1. Conservative management
Where the residual esotropia is small and there is a risk of surgical overcorrection, or where the patient is unfit or unwilling to have surgery, prisms can be incorporated into their glasses to provide more permanent symptom relief. Where the deviation is too large for prismatic correction to be effective, permanent occlusion may be the only option for those unfit or unwilling to have surgery.
The procedure chosen will depend upon the degree to which any function remains in the affected lateral rectus. Where there is complete paralysis, the preferred option is to perform vertical muscle transposition procedures such as Jensen's, Hummelheim's or whole muscle transposition, with the aim of using the functioning inferior and superior recti to gain some degree of abduction.
, . An alternative, and less satisfactory, approach is to operate on both the lateral and medial rectii of the affected eye, with the aim of stabilising it at the midline, thus giving single vision straight ahead but diplopia on both left and right gaze.
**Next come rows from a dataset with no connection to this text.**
PR #134, opened 2015-09-01
pull: Go back to using one main context

cgwalters:
xdg-app was hanging for me with v2015.8, but worked with v2015.7.
I narrowed things down to the GMainLoop/context commit, in which
we started pushing a temporary main context for synchronous
requests internally.

That's never really going to work with libsoup - there needs
to be a single main context which works on the socket.  Furthermore,
clients couldn't get progress messages that way.

For *other* internal uses where we added APIs that talk to the remote
repo, we cleanly push a temporary main context.

(Note that I kind of snuck in a change here around the GError handling
 in pulls that isn't strictly related but came up in testing)

### DIFF
--- a/src/libostree/ostree-fetcher.c
+++ b/src/libostree/ostree-fetcher.c
@@ -731,6 +731,10 @@ fetch_uri_sync_on_complete (GObject        *object,
   data->done = TRUE;
 }
 
+/* Synchronously request a URI - will iterate the thread-default main
+ * context for historical reasons.  If you don't want that, push a
+ * temporary one.
+ */
 gboolean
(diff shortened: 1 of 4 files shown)


mbarnes:
Would it help to give the `SoupSession` in `OstreeFetcher` its own dedicated thread and main loop?  Then its main context wouldn't interfere with whatever you need to do with the public API.  I've done that in the past to get around similar issues with competing main contexts.

cgwalters:
We're unfortunately a bit tied in with backwards compatibility with respect to the `OstreeAsyncProgress` API.

cgwalters:
Merged as is.

PR #136, opened 2015-09-10
WIP: archive-{export,import}: New builtins

cgwalters:
I got an IRC request for support for "single file" *transport* of OSTree commits.

### DIFF
--- a/src/ostree/ot-builtin-archive-import.c
+++ b/src/ostree/ot-builtin-archive-import.c
@@ -1,0 +1,259 @@
+/* -*- mode: C; c-file-style: "gnu"; indent-tabs-mode: nil; -*-
+ *
+ * Copyright (C) 2015 Colin Walters <walters@verbum.org>
+ *
+ * This library is free software; you can redistribute it and/or
+ * modify it under the terms of the GNU Lesser General Public
+ * License as published by the Free Software Foundation; either
+ * version 2 of the License, or (at your option) any later version.
+ *
+ * This library is distributed in the hope that it will be useful,
+ * but WITHOUT ANY WARRANTY; without even the implied warranty of
+ * MERCHANTABILITY or FITNESS FOR A PARTICULAR PURPOSE.  See the GNU
+ * Lesser General Public License for more details.
+ *
+ * You should have received a copy of the GNU Lesser General Public
+ * License along with this library; if not, write to the
+ * Free Software Foundation, Inc., 59 Temple Place - Suite 330,
+ * Boston, MA 02111-1307, USA.
+ */
+
+#include "config.h"
+
+#include "ot-main.h"
+#include "ot-builtins.h"
+#include "ostree.h"
+#include "ostree-cmdprivate.h"
+#include "otutil.h"
+
+#ifdef HAVE_LIBARCHIVE
+#include <archive.h>
+#include <archive_entry.h>
+#include "ostree-libarchive-input-stream.h"
+#endif
+
+static GOptionEntry options[] = {
+  { NULL }
+};
+
+typedef struct {
+  OstreeRepo *repo;
+  char *commit_checksum;
+} ArchiveState;
+
+#ifdef HAVE_LIBARCHIVE
+
+static void
+propagate_libarchive_error (GError      **error,
+                            struct archive *a)
+{
+  g_set_error (error, G_IO_ERROR, G_IO_ERROR_FAILED,
+               "%s", archive_error_string (a));
+}
+
+static gboolean
+parse_object_name (const char *s,
+                   char **out_checksum,
+                   OstreeObjectType *out_objtype,
+                   GError **error)
+{
+  gboolean ret = FALSE;
+  const char *dot;
+  
+  dot = strrchr (s, '.');
+  if (!dot)
+    {
+      g_set_error_literal (error, G_IO_ERROR, G_IO_ERROR_INVALID_FILENAME,
+                           "Missing '.' in object filename");
+      goto out;
+    }
+
+  if (strcmp (dot, ".file") == 0)
+    *out_objtype = OSTREE_OBJECT_TYPE_FILE;
+  else if (strcmp (dot, ".dirtree") == 0)
+    *out_objtype = OSTREE_OBJECT_TYPE_DIR_TREE;
+  else if (strcmp (dot, ".dirmeta") == 0)
+    *out_objtype = OSTREE_OBJECT_TYPE_DIR_META;
+  else if (strcmp (dot, ".commit") == 0)
+    *out_objtype = OSTREE_OBJECT_TYPE_COMMIT;
+  else
+    {
+      g_set_error (error, G_IO_ERROR, G_IO_ERROR_INVALID_FILENAME,
+                   "Invalid object suffix: %s", dot);
+      goto out;
+    }
+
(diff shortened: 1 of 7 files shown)


giuseppe:
should the file be a .zip?  Could we reuse static-delta generate --empty here?

cgwalters:
That's a really good point, it should likely be just an arhcive of `static-delta --empty`.

src/ostree/ot-builtin-archive-import.c
```diff
@@ -0,0 +1,259 @@
...
+            break;
+
+          g_byte_array_append (buf, tmp_buf, read_size);
+        }
+      
+      {
+        g_autoptr(GVariant) metadata
+          = g_variant_new_from_data (ostree_metadata_variant_type (objtype),
+                                     buf->data, buf->len, TRUE, NULL, NULL);
+        if (!ostree_repo_write_metadata_trusted (self->repo, objtype, checksum, metadata,
```
alexlarsson: Are we sure its trusted here?

src/ostree/ot-builtin-archive-import.c
```diff
@@ -0,0 +1,259 @@
...
+          self->commit_checksum = g_strdup (checksum);
+        }
+
+      g_byte_array_unref (buf);
+    }
+  else
+    {
+      g_autoptr(GInputStream) archive_stream = _ostree_libarchive_input_stream_new (zipfile);
+
+      if (!ostree_repo_write_content_trusted (self->repo,
```
alexlarsson: We shouldn't just trust the imput here, should we. It may lie about its checksum...

alexlarsson:
So, here is my goal. Given a repository (either the local one for installed xdg-app, a remote one, or a local mode=z2 repo that you just commited your newly built app into) I want to be able to create a single file, representing this commit. The advantage of the single file is that it is easy to transport this in various ways, such as a uploading it to a target device using adb, storing on a FAT usb stick, or sticking it for easy download on a ftp server.

Once a user somehow has gotten hold of this image he should be able to install it to the local xdg-app ostree repo so he can run it. This involves importing all the objects from the commit, but also pointing the right branch to it. This implies that the file should also contain the branch name that was used. We also need to do proper sha1 checksumming of all objects, and at least optionally verify that the commit is signed with a trusted key. As a bonus, it would be nice if the file could contain a uri to a repository where updates can be found so that we can set up the origin to get automatic updates if this is available.

The patch seems to only add a new commandline option, but ideally I would like this available in libostree so that xdg-app can call it automatically.

alexlarsson:
I thought initially about using empty deltas, but as it looks now thats not quite possible, because deltas produce multiple files. First the delta metadata, and then the N delta parts (due to the max chunk size). There is also min-fallback-size that makes it skip large files. With the right options we can make it contain everything in only one chunk, but there will always be at least two files.

That said, I'm sure it wouldn't be hard to put the two in the same file, as well as some extra optional metadata (such as the origin repo and origin refname)

giuseppe:
the origin repo and the origin refname could go into the additional metadata of static deltas. I am not sure if ostree itself should set up the configuration once the exported commit has been received or let the user do it (xdg-app in this case).  Then it is a matter to have min-fallback-size=inf and pack all in a single file.

cgwalters:
Packing things into a single file is really easy with libarchive.

alexlarsson:
I don't see why libarchive should be needed at all. Why can't we just (optionally) add the parts to the superblock gvariant.

cgwalters:
Right now deltas are split into metadata and content block chunks as Giuseppe mentioned.  We could define a new format, but it seems simplest to just pack what we have now into a zip/tar, right?

Adding it all to the static delta superblock seems pretty sane, yeah.  The other important detail though is around signatures.  Right now static delta signatures are covered by the summary file.  We could generate one and pack it in, then have the signature stuff support verifying from local files?

Things might be a lot simpler if `ostree-repo-pull.c` knew how to operate on this single-file snapshot.  Which seems like it would be a easiest if it as a zip file or something that was a subset of the regular archive format, plus the other metadata you want like the target origin?

alexlarsson:
I'm looking at just putting the parts into the superblock atm. Looks simple.

alexlarsson:
The changes in https://github.com/GNOME/ostree/pull/139 do support thins kind of single-file static delta in ostree-repo-pull.c. However, i'm not sure how interesting it would be to do that if we're using e.g. a custom format with a zipfile containing a summary file and the delta metadata+parts. In that case it would probably be implemented more like ostree_repo_static_delta_execute_offline().

cgwalters:
If you want GPG verification (and you said you did) that's going to impact this a lot.  Right now OSTree's GPG verification is all based around a keyring per remote.  The nice thing about this is that it's easier to do nontrivial (but secure) configuration in a remote config file.  Things like TLS pinning.

Maybe one option to help bootstrap is to support embedding a public key with the file itself (kind of like what yum repos do with `gpgkey=http://example.com/repo/key.asc`.  Then if the user establishes a trust relationship with that key like:

`xdg-app install http://example.com/apps/foo '1CEC 7A9D F7DA 85AB EF84  3DC0 A866 D7CC AE08 7291'`

Where that fingerprint was copied/pasted from a known source (https://keybase.io/walters or something else).  Then xdg-app could import it into the remote's keyring too.

(These single file apps might also support embedding a public CA cert for certificate pinning too, etc.)?

alexlarsson:
Yeah, having a gpg signature + key in the file is a good start. There are then multiple ways to install the file:
 * Explicitly say --no-gpg-verify
 * Supply the key fingerprint to verify the key
 * Find the public key elsewhere and put it in /usr/share/ostree/trusted.gpg.d or the users keyring
 * Give a path to the key file

If we also include a repo uri in the file we can automatically set up a origin repo with a trusted gpg key for the app so that later updates work.

It seems to me like we could put all that in the extended metadata in the delta superblock, so the format would work as is. We just need offline-apply to find the gpg key and use it to verify the commit in the deltafile.

cgwalters:
Having the signature in the superblock is tricky because the signature has to *cover* the superblock.
Detached signatures are so much easier....

alexlarsson:
But is it *really* necessary to sign the superblock? I mean, in my case the superblock itself will be pretty simple (delta from empty, everything included), so having a signature on the commit object, plus a key in the superblock that you can optionally verify with a fingerprint would probably be enough, no?

cgwalters:
Theoretically, relying on commit signatures would work, except right now the delta apply code does not verify the checksum of each object, rather we assume that anyone who wants GPG signed deltas will be using the summary signatures.

We could investigate per-delta signatures, or alternatively add a mode where the object checksums are verified for deltas.

cgwalters:
Note too the superblock does presently contain the commit object.

giuseppe:
my suggestion is to include the ```summary``` file as it is, if a ```summary.sig``` which contains the static delta that is going to be used, or alternatively filter out anything that is not relevant from the ```summary``` file before sign and include it.  We will reuse what we already have and won't duplicate the same functionality in different places (that was one of the main reasons to have a ```summary``` file which lists the static deltas as well)

cgwalters:
See also https://github.com/appc/spec/blob/master/spec/discovery.md for some good ideas of bootstrapping

cgwalters:
Obsoleted by https://github.com/GNOME/ostree/pull/139

PR #137, opened 2015-09-10
pull: honor gpg-verify-summary=false when a summary signature is present

giuseppe:


cgwalters:
Merged, thanks!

This procedure is rarely used, but might be appropriate for those with total paralysis who, because of other health problems, are at increased risk of the anterior segment ischaemia associated with complex multi-muscle transposition procedures.
Where some function remains in the affected eye, the preferred procedure depends upon the degree of development of muscle sequlae. In a sixth nerve palsy one would expect that, over the 9 to 12 month observation period, most patients would show the following pattern of changes to their ocular muscle actions: firstly, an overaction of the medial rectus of the affected eye, then an overaction of the medial rectus of the contraletral eye and, finally, an underaction of the lateral rectus of the unaffected eye - something known as an inhibitional palsy. These changes serve to reduce the variation in the misalignment of the two eyes in different gaze positions (incomitance). Where this process has fully developed, the preferred option is a simple recession, or weakening, of the medial rectus of the affected eye, combined with a resection, or strengthening, of the lateral rectus of the same eye. However, where the inhibitional palsy of the contralateral lateral rectus has not developed, there will still be gross incomitance, with the disparity between the eye positions being markedly greater in the field of action of the affected muscle. In such cases recession of the medial rectus of the affected eye is accompanied by recession and/or fadenisation of the contraleral medial rectus.
The same approaches are adopted bilaterally where both eyes have been affected.